IBM acquires Red Hat - giovannibajo1
https://www.redhat.com/en/about/press-releases/ibm-acquire-red-hat-completely-changing-cloud-landscape-and-becoming-world’s-1-hybrid-cloud-provider?fbclid=IwAR3B4TDmlpBIef4CNRNj5YXTI7j9Zh4-RvOYGDBTLQuVwnBVH_pjsMTsRFM
======
dang
Comments moved to
[https://news.ycombinator.com/item?id=18321884](https://news.ycombinator.com/item?id=18321884).

------
outbackcoder
This is just as well, as I'm moving quite a bit to Net and OpenBSD. I'm tired
of the Linux drama (systemd, CoC, balkanised standards, etc.) the broken stuff
between distros. The slower changes for BSD development typically means more
stable software. And ZFS. Plus, I actually prefer the ICS/BSD license for
software in general, as it's maximally free. I've found over the years, that
my BSD boxes are far and away more stable than their Linux counterparts.

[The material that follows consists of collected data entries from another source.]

PR #656, opened 2024-03-28
Fix FromSql for Postgres Numeric NaNs

### LINKED ISSUE #655: Bug: Decimal::from_sql incorrectly transforms Postgres NaN to 0
Postgres Numerics have 3 special values: `NaN`, `Infinity`, and `-Infinity`. 

The `FromSql` implementation of `Decimal` currently returns an error when parsing Infinity and -Infinity because they have scales beyond what the crate accepts--this is fine, although it may be better to explicitly reject these values rather than relying on the scale, if they are not representable in `Decimal`.

But for NaN, `from_sql` silently converts it into a `0` because it is only checking if the `sign` is negative:

```
            neg: sign == 0x4000,
```

This is what the raw bytes of NaN look like in `from_sql`:
```
[/Users/luke/code/rust-decimal/src/postgres/driver.rs:68] &raw = Cursor {
    inner: [
        0,
        0,
        0,
        0,
        192,
        0,
        0,
        0,
    ],
    pos: 4,
}
[/Users/luke/code/rust-decimal/src/postgres/driver.rs:70] &sign = 49152
```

I do
devops mostly, so stability and long-term availability are key factors. ext4
is getting long in the tooth and btrfs is nowhere near ZFS in stability or
ability or I/O. I've never had a BSD system crash unexpectedly other than bad
HW. I cannot say the same for Linux, even RHEL. I feel like a kid again in
many ways, because I get to explore all the cool things the BSDs can do again.
I'm even moving my Raspberry Pi over to NetBSD in the coming days as a
prototype platform to explore BSD embedded possibilities.